Airbus completó las pruebas de vuelo de su sistema de rodaje, despegue y aterrizaje autónomo (ATTOL). El trabajo culminó en un vuelo totalmente automatizado basado en la visión de un avión A350-1000, logrado, de acuerdo con un comunicado de prensa publicado el pasado 29 de junio, mediante el uso de la tecnología de reconocimiento de imagen a bordo que el fabricante describió como el primero del mundo.
Se realizaron más de 500 vuelos de prueba como parte del proyecto enfocando alrededor de 450 de ellos para recopilar los datos de video sin procesar que los ingenieros de Airbus necesitaban para respaldar y ajustar los algoritmos para la tecnología autónoma. Se llevaron a cabo seis vuelos de prueba para evaluar las capacidades de vuelo autónomo, cada uno con cinco despegues y aterrizajes en el avión.
Bajo la dirección del equipo de Airbus UpNext, ATTOL aprovechó la experiencia técnica de varias divisiones de Airbus, incluido el equipo Project Wayfinder de Acubed que desarrolló el demostrador de tecnología del proyecto eVTOL “Vahana”, así como Airbus Defence and Space y Airbus China. El laboratorio aeroespacial nacional francés Onera también participó en el trabajo.

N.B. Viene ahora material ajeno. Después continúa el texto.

PR #57, opened 2015-03-22
Modernize typed/net/url

lexi-lambda:
This updates `typed/net/url` with the following changes:

- Uses more modern TR forms instead of the older, legacy forms.
- Functions previously declared using `case->` now use `->*` when appropriate.
- Includes some additional functions from `net/url` that were missing.
- The `typed/net/url-structs` and `typed/net/url-connect` modules have been spun off to be equivalent to their untyped counterparts.
- The type alias `URL` has been added for the `url` struct to fit with naming conventions.

### DIFF
--- a/typed-racket-more/typed/net/url.rkt
+++ b/typed-racket-more/typed/net/url.rkt
@@ -1,86 +1,77 @@
 #lang typed/racket/base
 
-(require typed/private/utils)
+;; net/url-structs
+(require typed/net/url-structs)
+(provide (all-from-out typed/net/url-structs))
 
-(require-typed-struct/provide path/param ([path : (U String 'up 'same)] [param : (Listof String)]) net/url)
+;; opaque types
+(require/typed/provide
+ net/url
+ [#:opaque URL-Exception url-exception?]
+ [#:opaque HTTP-Connection http-connection?])
 
-(require-typed-struct/provide
- url ([scheme : (Option String)]
-      [user : (Option String)]
-      [host : (Option String)]
-      [port : (Option Integer)]
-      [path-absolute? : Boolean]
-      [path : (Listof path/param)]
-      [query : (Listof (Pair Symbol (Option String)))]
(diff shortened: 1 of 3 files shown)


lexi-lambda:
@samth Can I merge this, or do you have any comments?

typed-racket-more/typed/net/url.rkt
```diff
@@ -1,86 +1,70 @@
...
-      [fragment : (Option String)])
- net/url)
-
-(require/opaque-type URL-Exception url-exception? net/url)
-(provide URL-Exception url-exception?)
-
-(require/opaque-type HTTP-Connection http-connection? net/url)
-(provide HTTP-Connection http-connection?)
-
-(define-type-alias PortT (case-lambda (url -> Input-Port) (url (Listof String)-> Input-Port)))
```
samth: Why not keep these abstractions? At a minimum we should keep providing them, but they look useful for the subsequent definitions as well.

samth:
Other than that, looks good.

typed-racket-more/typed/net/url.rkt
lexi-lambda: This is why:

```racket
Welcome to Racket v6.1.1.
> (require typed/net/url)
> (:print-type get-impure-port)
PortT
>
```

As long as type alias printing works the way it does, providing type aliases needs to be done with a lot of caution. They effectively make the types opaque. As far as I know, there's no way to print the "underlying" type the alias refers to.

samth: You can use `:type` for this:

```
> (define-type S (-> Integer Integer))
> (:type S)
(-> Integer Integer)
[can expand further: Integer]
```

But the larger issue is that we can't just drop exported identifiers, since that may break people's programs.

lexi-lambda:
Merged in d2745f89eb7c67da0057b05d685caa0fa2adb099.

PR #52, opened 2021-03-17
CLI: add recommended cutoffs to `aiida-pseudo family show`

### LINKED ISSUE #51: Display recommended cutoffs in `aiida-pseudo family show` if present

sphuber:
Fixes #51 

Previously, `aiida-pseudo family show` merely shows the element,
filename and md5 of each pseudo contained within a family. Since the
addition of the `RecommendedCutoffMixin`, families can also specify
recommended cutoffs. Here we add these to the output of the command if
the specified family is a subclass of `RecommendedCutoffMixin`.

In order to test this, a generic pseudo potential family class with the
`RecommendedCutoffMixin` is needed. This was already implemented for the
tests of the mixin itself, which created a new group class on the fly
using the `aiida.orm.groups.GroupMeta` meta class to automatically set
the required type strings. This worked for these tests since they didn't
have to be queried for, however, for the `aiida-pseudo family show`
tests, the CLI command will have to query for it and since the mock
class does not have an actual physical entry point, the query fails.

Since dynamically adding an entry point in the setup of the test suite
is not trivial, instead we add an actual `CutoffsFamily` class including
an entry point. This class is designed therefore to be mostly used for
testing purposes.

### DIFF
--- a/aiida_pseudo/cli/show.py
+++ b/aiida_pseudo/cli/show.py
@@ -5,22 +5,35 @@ import click
 from aiida.cmdline.params import options as options_core
 from aiida.cmdline.utils import decorators, echo
 
-from .params import PseudoPotentialFamilyParam
+from ..groups.mixins import RecommendedCutoffMixin
+from .params import PseudoPotentialFamilyParam, options
 from .root import cmd_root
 
 
 @cmd_root.command('show')
 @click.argument('family', type=PseudoPotentialFamilyParam(sub_classes=('aiida.groups:pseudo.family',)))
+@options.STRINGENCY()
 @options_core.RAW()
 @decorators.with_dbenv()
-def cmd_show(family, raw):
+def cmd_show(family, stringency, raw):
     """Show details of pseudo potential family."""
     from tabulate import tabulate
 
-    rows = [[pseudo.element, pseudo.filename, pseudo.md5] for pseudo in family.nodes]
-    headers = ['Element', 'Pseudo', 'MD5']
+    if isinstance(family, RecommendedCutoffMixin):
+
+        if stringency is not None and stringency not in family.get_cutoff_stringencies():
+            raise click.BadParameter(f'`{stringency}` is not defined for family `{family}`.', param_hint='stringency')
+
+        headers = ['Element', 'Pseudo', 'MD5', 'Wavefunction (eV)', 'Charge density (eV)']
+        rows = [[
+            pseudo.element, pseudo.filename, pseudo.md5,
+            *family.get_recommended_cutoffs(elements=pseudo.element, stringency=stringency)
+        ] for pseudo in family.nodes]
+    else:
+        headers = ['Element', 'Pseudo', 'MD5']
+        rows = [[pseudo.element, pseudo.filename, pseudo.md5] for pseudo in family.nodes]
 
     if raw:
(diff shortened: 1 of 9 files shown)


aiida_pseudo/cli/show.py
```diff
@@ -17,10 +18,15 @@ def cmd_show(family, raw):
     """Show details of pseudo potential family."""
     from tabulate import tabulate
 
-    rows = [[pseudo.element, pseudo.filename, pseudo.md5] for pseudo in family.nodes]
-    headers = ['Element', 'Pseudo', 'MD5']
+    if isinstance(family, RecommendedCutoffMixin):
+        headers = ['Element', 'Pseudo', 'MD5', 'Wavefunction', 'Charge density']
```
mbercx, line 22: Should we also add the units to the cutoff headers here? For now it'd just be `eV`, but once we add support for other units these can be extracted from the family (e.g. using your suggested `get_recommended_cutoff_unit` method).

mbercx (approved):
Thanks @sphuber! Changes look good, I just have two suggestions:

* Adding units to the headers of the table. (see comment)
* Adding `stringency` option to the `aiida-pseudo family show` which is passed to the `get_recommended_cutoffs` method.

Since both are minor and non-essential, I'll already approve.

aiida_pseudo/cli/show.py
sphuber: Yes, good point. I was thinking of adding this when we address the issue of storing the unit explicitly in the extras, but might already hardcode it here that it is eV. I was already working on the stringency and it is almost done. Will push changes soon

sphuber:
On another note, I am working on another PR that allows setting the cutoffs manually from the CLI. I feel a `aiida-pseudo family` command group would make most sense for this, but to my surprise (and yours apparently as well, since you used `aiida-pseudo family show` in your comment) does not yet exist. It is `aiida-pseudo show` to show details of a family. If you agree as well I would move this to `aiida-pseudo family show` and then I can add there `aiida-pseudo family set-cutoffs` or something like that

mbercx:
> but to my surprise (and yours apparently as well, since you used `aiida-pseudo family show` in your comment) does not yet exist.

Hehe, I must admit I simply copied the command from the PR title. 😅  However, I do agree that `aiida-pseudo family show` would be more intuitive, especially when adding more commands like `set-cutoffs`.

sphuber:
I will make that change in a separate PR though. Would be good to merge PR #55 first as it already puts `aiida-pseudo family` in place. After that I can simply move the relevant code there

tests/conftest.py
```diff
@@ -123,7 +123,9 @@ def _get_pseudo_family(
         label='family',
         cls=PseudoPotentialFamily,
         pseudo_type=PseudoPotentialData,
-        elements=None
+        elements=None,
+        cutoffs=None,
```
mbercx, line 127: Maybe still add `cutoffs` and `default_stringency` to the docstring? These input arguments also don't seem to be used anywhere at the moment (unless I missed it). 😅

mbercx (approved):
All good! Just have one minor comment re the `get_pseudo_family` fixture. Something I also noticed is that I can't tab-complete the pseudo family, which might be a nice addition now that we have commands where you have to provide the (often long) label as an argument. But maybe you've already added that in the other PR's I still have to review. 👀

PR #54, opened 2021-03-17
Dependencies: temporarily limit upper version of `sqlalchemy`

### LINKED ISSUE #53: Temporarily pin `sqlalchemy` due to incompatibility of `v1.4` with `sqlalchemy-utils`
See this issue https://github.com/kvesteri/sqlalchemy-utils/issues/505

sphuber:
Fixes #53 

The newly released `sqlalchemy==1.4.0` breaks `sqlalchemy-utils` and so
breaks all the tests. Until the latter releases a fix, we have to put an
upper limit on the `sqlalchemy` dependency.

### DIFF
--- a/setup.json
+++ b/setup.json
@@ -38,7 +38,8 @@
         "aiida-core~=1.4",
         "click~=7.0",
         "click-completion~=0.5",
-        "requests~=2.20"
+        "requests~=2.20",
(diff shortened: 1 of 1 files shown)


mbercx (approved):
Thanks @sphuber!

PR #55, opened 2021-03-17
CLI: add the `aiida-pseudo family cutoffs set` command

### LINKED ISSUE #50: Allow setting of recommended cutoff parameters through the CLI
The CLI provides `aiida-pseudo install family` to manually install a family from an archive on disk. This is a backup solution in the case the automated solutions for the PD and SSSP don't work. However, this method does not allow to set the recommended cutoffs, making the family useless for the automated protocols since they cannot automatically determine the cutoffs for a given structure.

sphuber:
Fixes #50 

This command allows to set recommended cutoffs for a given family. The
cutoffs are specified in a JSON file that is given as an argument and
the stringency is specified through the `-s/--stringency` option. If the
stringency already exists, it is simply overwritten.

### DIFF
--- a/aiida_pseudo/cli/family.py
+++ b/aiida_pseudo/cli/family.py
@@ -1,0 +1,58 @@
+# -*- coding: utf-8 -*-
+"""Commands to inspect or modify the contents of pseudo potential families."""
+import json
+
+import click
+
+from aiida.cmdline.utils import decorators, echo
+
+from ..groups.mixins import RecommendedCutoffMixin
+from .params import arguments, options
+from .root import cmd_root
+
+
+@cmd_root.group('family')
+def cmd_family():
+    """Command group to inspect or modify the contents of pseudo potential families."""
+
+
+@cmd_family.group('cutoffs')
+def cmd_family_cutoffs():
+    """Command group to inspect or modify the recommended cutoffs of pseudo potential families."""
+
+
+@cmd_family_cutoffs.command('set')
+@arguments.PSEUDO_POTENTIAL_FAMILY()
+@click.argument('cutoffs', type=click.File(mode='rb'))
+@options.STRINGENCY(required=True)
+@decorators.with_dbenv()
+def cmd_family_cutoffs_set(family, cutoffs, stringency):  # noqa: D301
+    """Set the recommended cutoffs for a pseudo potential family.
+
+    The cutoffs should be provided as a JSON file through the argument `CUTOFFS` which should have the structure:
+
+    \b
+        {
+            "Ag": {
+                "cutoff_wfc": 50.0,
+                "cutoff_rho": 200.0
+            },
+            ...
+        }
+
+    where the cutoffs are expected to be in electronvolt.
+    """
+    if not isinstance(family, RecommendedCutoffMixin):
+        raise click.BadParameter(f'family `{family}` does not support recommended cutoffs to be set.')
+
+    try:
+        data = json.load(cutoffs)
+    except ValueError as exception:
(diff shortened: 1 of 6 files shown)


sphuber:
Was wondering if we might need to emit a warning if a stringency is specified that already exists, with the `--force` option to prevent prompting. A lot more work and not sure if it is really necessary.

sphuber:
At some point will probably also need a `family cutoffs default` and `family cutoffs list`

mbercx:
> Was wondering if we might need to emit a warning if a stringency is specified that already exists, with the `--force` option to prevent prompting. A lot more work and not sure if it is really necessary.

I'd think someone that goes through the effort of preparing the `json` file and then specifically writes an already existing stringency knows what they are doing?

aiida_pseudo/cli/family.py
```diff
@@ -0,0 +1,58 @@
...
+    """Command group to inspect or modify the recommended cutoffs of pseudo potential families."""
+
+
+@cmd_family_cutoffs.command('set')
+@arguments.PSEUDO_POTENTIAL_FAMILY()
+@click.argument('cutoffs', type=click.File(mode='rb'))
+@options.STRINGENCY(required=True)
+@decorators.with_dbenv()
+def cmd_family_cutoffs_set(family, cutoffs, stringency):
+    r"""Set the recommended cutoffs for a pseudo potential family.
```
mbercx, line 30: The raw format messes up your beautiful formatting 😭 

```suggestion
    """Set the recommended cutoffs for a pseudo potential family.
```

aiida_pseudo/cli/family.py
```diff
@@ -0,0 +1,58 @@
...
+
+
+@cmd_family.group('cutoffs')
+def cmd_family_cutoffs():
+    """Command group to inspect or modify the recommended cutoffs of pseudo potential families."""
+
+
+@cmd_family_cutoffs.command('set')
+@arguments.PSEUDO_POTENTIAL_FAMILY()
+@click.argument('cutoffs', type=click.File(mode='rb'))
```
mbercx, line 26: Is there a reason for making the cutoffs an argument and the stringency a required option?

mbercx (approved):
Thanks @sphuber! Just added a small fix for the command docstring and a question.

One use case I'm still considering is when someone wants to change the cutoffs only for a specific element. This is currently not possible because all the elements need to provided to the `set_cutoffs` method. However, I can imagine I'm working on a specific class of materials and just want to increase the cutoff for oxygen for example. Would it make sense to allow this in case the stringency specified is already defined, and then just load the cutoffs and override those provided in the JSON by the user?

aiida_pseudo/cli/family.py
sphuber: Hmm, in the current conception. I think originally I intended to allow to specify multiple stringencies at once and then let one define the default. But indeed, now that only on stringency is defined at a time, maybe it makes more sense to specify it as an argument. On the other hand, leaving it like this does make it possible in the future to make the command more flexible and also allow a file with multiple stringencies defined, where the keys are the stringency name. Then it makes more sense to make the default stringency parameter an option and use the first one defined in the file as the default such that the flag becomes optional. Think that is the best option actually thinking about it now

aiida_pseudo/cli/family.py
sphuber: Weird, I could have sworn that I added this because without it the `\b` marker didn't seem to be respected. But indeed, removing it keeps the formatting as intended

sphuber: Ah I see why, it is `pydocstyle` that complains about the `\b` marker saying I should use `r` when using backslashes. Will try to add an exception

Según Airbus, ATTOL se concibió para explorar cómo las tecnologías autónomas, incluido el uso de algoritmos de aprendizaje automático y herramientas automatizadas para el etiquetado de datos, el procesamiento y la generación de modelos, podrían ayudar a los pilotos a centrarse más en la toma de decisiones estratégicas y la gestión de misiones durante los vuelos, en lugar de en operaciones de aeronaves. El objetivo es aumentar la seguridad operativa de los aviones existentes, pero también permitir potencialmente vuelos autónomos de los aviones de movilidad aérea urbana eVTOL de nueva generación.
«Muchos aviones ya pueden aterrizar automáticamente. Pero dependen de la infraestructura externa, como los sistemas de aterrizaje por instrumentos o las señales de GPS. ATTOL tiene como objetivo hacer esto posible utilizando únicamente la tecnología de a bordo para maximizar la eficiencia y reducir el costo de la infraestructura», explicó el líder del proyecto ATTOL, Sebastien Giuliano.

El equipo Wayfinder de Acubed desarrolló el software que, basado en la visión por computadora y el aprendizaje automático, permite que una aeronave detecte su entorno y calcule la mejor manera de navegar dentro de él. Esto se logra utilizando una combinación de sensores, que incluyen cámaras, radar basado en láser (LiDAR) y potentes computadoras a bordo.
«El desafío clave para las capacidades del piloto automático es cómo reacciona el sistema ante eventos imprevistos. Ese es el gran salto de automatizado a autónomo», dijo el ejecutivo del proyecto Wayfinder, Arne Stoschek.